Task prompt.
Filter the records, keeping every line that has the string "crates".

Data for review.
PR #4518, opened 2026-07-20
Commit reconciliation fill dedup after canonical apply, and bound its retention

folknor:
A follow-up to the live-reconciliation series (#4479, #4490, #4517), on the startup mass-status fill path.

## Mark a reconciliation fill deduplicated only after it applies

`ExecutionManager::create_order_fill` performed the dedup read-guard (`processed_fills.contains_key`) and the commit (`insert`) in one step, then returned the `OrderFilled` event for the caller to dispatch. All three mass-status callers - the orphan-fill path, `reconcile_order_with_fills`, and `handle_external_order` - collect their events and dispatch them later, after a global sort, through `exec_engine.process` / `project_reconciliation_fill`, none of which reports success. So the key was committed before the fill reached the canonical order cache. `reconcile_order_with_fills` projects the fill onto a `working` clone, and if `working.apply` fails it returns without emitting the event - but `processed_fills` already holds the key, so the next reconciliation cycle's `contains_key` short-circuits the fill to `None` and it is never retried, suppressed until the manager is dropped. A fill the canonical engine rejects (unknown order, duplicate, overfill, invalid transition) is lost the same way.

`create_order_fill` now read-guards against the committed `processed_fills` and a per-pass `pending_fill_keys` reservation set, builds the event, and inserts nothing. A real report fill is reserved in `pending_fill_keys` only when its event is actually queued (a failed `working.apply` returns first and reserves nothing), and the dedup key is committed to `processed_fills` inside the dispatch loop, per fill, immediately after that fill's synchronous `process` / `project_reconciliation_fill` returns - gated on a canonical-cache postcondition: the order resolved by `client_order_id` (venue-order-id fallback) must match the `FillKey` account and instrument and already carry the fill's `trade_id`. A trade id already present counts as applied and commits (correct replay); an absent one does not commit and the fill is left for the next cycle. Inferred top-up fills (`create_inferred_fill_for_qty`) keep their plain `order_events.push` and never enter the dedup map. The doc comment on `observe_execution_report` claimed the `Fill` report arm marks the fill processed; it only records activity, and is corrected to say so.

## Bound processed_fills retention to the reconciliation lookback

`processed_fills` was an `IndexMap` with no prune path - it grew for the lifetime of the manager, unlike the sibling `recent_fills_cache`, which `LiveNode` prunes each minute. It becomes a `RecencyMap<FillKey>` pruned in that same per-minute pass, at horizon `max(60s, reconciliation_lookback_mins)` - the startup mass-status lookback (`ExecutionManagerConfig::lookback_mins`), which is what actually bounds how far back a replayed fill report can arrive. When no finite startup lookback is configured (`reconciliation_lookback_mins: None`, the default), pruning is skipped and the map is retained for the manager's lifetime: without a finite lookback there is no horizon past which a replayed fill is provably stale, so no finite TTL is replay-safe. This bounds retention for deployments with a finite startup lookback; it deliberately does not bound the default `None` configuration, which keeps the replay guarantee at the cost of the memory bound (the map is non-persistent and resets on restart).

## Testing

All tests use `#[rstest]` with paused/virtual time and no wall-clock waits.

- `test_rejected_reconciliation_fill_is_retried` - a fill whose duplicate-trade projection fails on the `working` clone is not committed to `processed_fills`, so a later cycle re-emits it and it lands on the canonical order.
- `test_reconciliation_fill_dispatch_rejection_does_not_commit` - a fill whose event reaches the dispatch loop but is rejected by the canonical `process` (applied to an `Initialized` order) is not committed; after the order is promoted to `Accepted` the same fill applies on retry. This pins the canonical-cache commit gate itself, which the case above does not reach (it stops at the clone, before dispatch).
- `test_applied_reconciliation_fill_is_committed` - an applied fill commits its key and a duplicate report in a later cycle is deduped.
- `test_same_cycle_cross_order_fill_is_queued_once` - two orders reporting the same `FillKey` in one mass status emit a single fill; the pending set dedups across orders, which per-order projection alone does not.
- `test_inferred_fill_is_not_committed_as_reported_fill` - an inferred top-up fill does not enter `processed_fills`.
- `test_processed_fill_retention` - a committed key is pruned only past `max(60s, reconciliation_lookback_mins)`, and a `None` lookback retains it.

The two retry assertions - `test_rejected_reconciliation_fill_is_retried` and `test_reconciliation_fill_dispatch_rejection_does_not_commit` - were verified to fail against the unfixed premature-commit implementation; the remaining tests characterize the surrounding behavior.

### DIFF
--- a/crates/live/src/execution/manager.rs
+++ b/crates/live/src/execution/manager.rs
@@ -166,6 +166,24 @@ struct RetainedFillState {
     netting_lifecycle_starts: IndexMap<(AccountId, InstrumentId, StrategyId), UnixNanos>,
 }
 
+#[derive(Default)]
+struct ReconciliationFillQueue {
+    pending_fill_keys: IndexSet<FillKey>,
+    event_fill_keys: IndexMap<UUID4, FillKey>,
+}
+
+impl ReconciliationFillQueue {
+    fn push(&mut self, events: &mut Vec<OrderEventAny>, event: OrderEventAny, fill_key: FillKey) {
+        let OrderEventAny::Filled(fill) = &event else {
+            unreachable!("reported fills always create filled events");
+        };
+
+        self.pending_fill_keys.insert(fill_key);
+        self.event_fill_keys.insert(fill.event_id, fill_key);
+        events.push(event);
+    }
+}
+
 /// Configuration for execution manager.
 #[expect(
     clippy::struct_excessive_bools,
@@ -310,7 +328,7 @@ pub struct ExecutionManager {
     config: ExecutionManagerConfig,
     inflight_checks: IndexMap<ClientOrderId, InflightCheck>,
     external_order_claims: IndexMap<InstrumentId, StrategyId>,
-    processed_fills: IndexMap<FillKey, ClientOrderId>,
+    processed_fills: RecencyMap<FillKey>,
     recon_check_retries: IndexMap<ClientOrderId, u32>,
     order_query_recency: RecencyMap<ClientOrderId>,
     order_local_activity: RecencyMap<ClientOrderId>,
@@ -349,7 +367,7 @@ impl ExecutionManager {
             config,
             inflight_checks: IndexMap::new(),
             external_order_claims: IndexMap::new(),
-            processed_fills: IndexMap::new(),
+            processed_fills: RecencyMap::default(),
             recon_check_retries: IndexMap::new(),
             order_query_recency: RecencyMap::default(),
             order_local_activity: RecencyMap::default(),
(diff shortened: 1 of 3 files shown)


cjdsellers (approved):
Hey @folknor

Thanks for tracking this down and adding focused regression coverage. I'm happy to merge this as is.

I found one edge case where an existing canonical `DuplicateFill` returns before `fill_queue.push`, allowing the same fill key to reach another order on a later pass. Rather than hold this PR, I'll fix that locally after merge and update the retry regression and release notes.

Result for this task.
--- a/crates/live/src/execution/manager.rs
+++ b/crates/live/src/execution/manager.rs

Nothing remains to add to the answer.